The following graphic shows the Heavy chains in blue, the Light chains in green and the disulfide linkages between the chains in red (there are additional intrachain disulfide bridges that are not shown in this graphic)

 

 

Observe also in the graphic that in the L chains can be distinguished two regions or domains: VL and CL, while in the H chains, 4 regions or domains can be found:  VH, CH1, CH2 and CH3. Each of these regions is composed by 70 to 110 amino acids.

 

The V regions are Variable regions: the amino acid sequence in these regions (the NH2- terminal regions of L and H chains) is highly variable, and within them, in the L and in the C chains, there are hyper variable regions (CDRs of Complementarity-determining regions) that form the specific antigen binding site complementary to the specific antigen.

 

 

This video shows the structure of a typical immunoglobulin IgG:

 

 

As you have seen, there are two binding sites for antigens in each (LH)2 unit. When a (LH)2 unit is hydrolyzed with papain, three fragments are released: two Fab and one Fc fragment.

 

 

The Fab fragments contain the structure that is able to bind to the antigen (Fab = Fragment antigen-binding), while the Fc fragment (c means crystallizable) is not able to bind to the antigen, but contain a complement binding site, that is exposed when the interaction between the Fab fragment and the antigen occurs. This binding occurs through non covalent interactions (Van der Waals forces, Hydrogen bonds, hydrophobic interactions) and triggers conformational changes similar to those observed in the enzyme-substrate inducing fit mechanism. This allosteric effect exposes sites in the constant regions of the heavy chains, related to the binding and activation of complement proteins.

 

This complement system is formed by eleven different proteins that are sequentially activated for associating to the cell membrane to cause lysis and death of the invading bacterial cell.

 

 

Another important role of the complement system is to generate proteins called opsonins, which stimulate phagocytosis by neutrophils and macrophages.

 

(More detailed information about the complement system can be found here)

 

In addition to the activation of the complement system, the constant regions of the Heavy chains define the ability of the (LH)2 basic structure to associate to others (LH)2 units and determine the kind of immunoglobulin.

 

There are four kind of Heavy chains:  g (Gamma),  a (Alpha), d (Delta),  e (Epsilon) and m (Mu).

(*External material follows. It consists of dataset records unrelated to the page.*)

PR #731, opened 2026-04-07
Add TwelveHours (12h) scan schedule for Insights accounts

lblackstone:
## Summary

- Adds `TwelveHours` / `"12h"` enum value to `ScanSchedule` for twice-daily Insights account scanning
- Regenerates schema and all language SDKs (Go, TypeScript, Python, .NET, Java)
- Companion to pulumi/pulumi-service#40828 which adds the same enum value on the service side

## Test plan

- [x] Provider tests pass (`go test ./provider/pkg/resources/ -run TestInsightsAccount`)
- [x] CI passes
- [ ] Verify `12h` schedule can be set via Pulumi program after both PRs merge

### DIFF
--- a/provider/cmd/pulumi-resource-pulumiservice/schema.json
+++ b/provider/cmd/pulumi-resource-pulumiservice/schema.json
@@ -12,9 +12,6 @@
   "repository": "https://github.com/pulumi/pulumi-pulumiservice",
   "publisher": "Pulumi",
   "namespace": "pulumi",
-  "meta": {
-    "moduleFormat": "(.*)"
-  },
   "language": {
     "csharp": {
       "namespaces": {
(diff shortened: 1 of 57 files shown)


provider/cmd/pulumi-resource-pulumiservice/schema.json
```diff
@@ -12,9 +12,6 @@
   "repository": "https://github.com/pulumi/pulumi-pulumiservice",
   "publisher": "Pulumi",
```
fallimic: Curious why there are so many unrelated changes here. I understand this is generated, but it's weird that it is so non-deterministic. It's most likely related to pulumi cli version.

fallimic (approved):

PR #433, opened 2018-03-19
Adds web3j shutdown method

### LINKED ISSUE #273: Add web3j shutdown method
As per the following [issue](https://github.com/web3j/web3j/issues/206#issuecomment-344610752), there are a number of shutdown hooks in web3j for closing the ScheduledExecutor instances. 

web3j should provide a `web3j.shutdown()` method, that calls `scheduledExecutorService.shutdown()`, so that users can control when the internal ScheduledExectorService is shutdown.

mushketyk:
Adds the `shutdown` method to the `Web3j` interface to close internal executor.

Closes #273.


conor10:
Thanks!

mushketyk:
Thank you @fcorneli !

Gamma chains are similar in their constant regions that are different to the other kind of heavy chain constant regions. The same is valid for each of the different kinds of Heavy chains.

 

Immunoglobulins that contain Gamma chains are called IgG.  IgG molecules are formed by one (LH)2 unit. These are the most abundant immunoglobulins in sera (600-1800 mg/dL). They promote phagocytosis in plasma and activate the complement system. IgG are the only kind of antibodies that can cross the placenta.

 

Observe in the following diagram of an IgG molecule, the two Heavy chains (in red and blue) and the two Light chains (in green and yellow).

 

 

In this diagram can be observed the variable and constant regions of the IgG and the interchain and intrachain disulfide linkages in the structure.

 

 

Immunoglobulins containing alpha chains are called IgA. IgA is found mainly in mucosal secretions, tears, colostrum and milk. These are the initial defense in mucosas against pathogen agents. They appear usually as dimmers of (LH)2 units

 

IgM contain mu heavy chains. IgM antibodies are expressed in the surface of B-cells and are found primarily in plasma. They are the first antibodies produced in significant quantities against an antigen. They promote phagocytosis and activate the complement system. They appear usually as pentamers of (LH)2 units

 

 

Ig E contains Heavy chains type epsilon. IgE, a (LH)2 monomer, plays an important role in allergic reactions and increase in worm infestations.

 

The role of IgD (immunoglobulins with delta heavy chains) is not very well known. This kind if IgG is found in the surface of the B-cells that have not been exposed to antigens. IgD structure correspond also to a (LH)2 monomer,

 

There are also different classes of L chains:  the Lambda (l) and Kappa (k) class. Each immunoglobulin molecule has either lambda or kappa chains, but not both.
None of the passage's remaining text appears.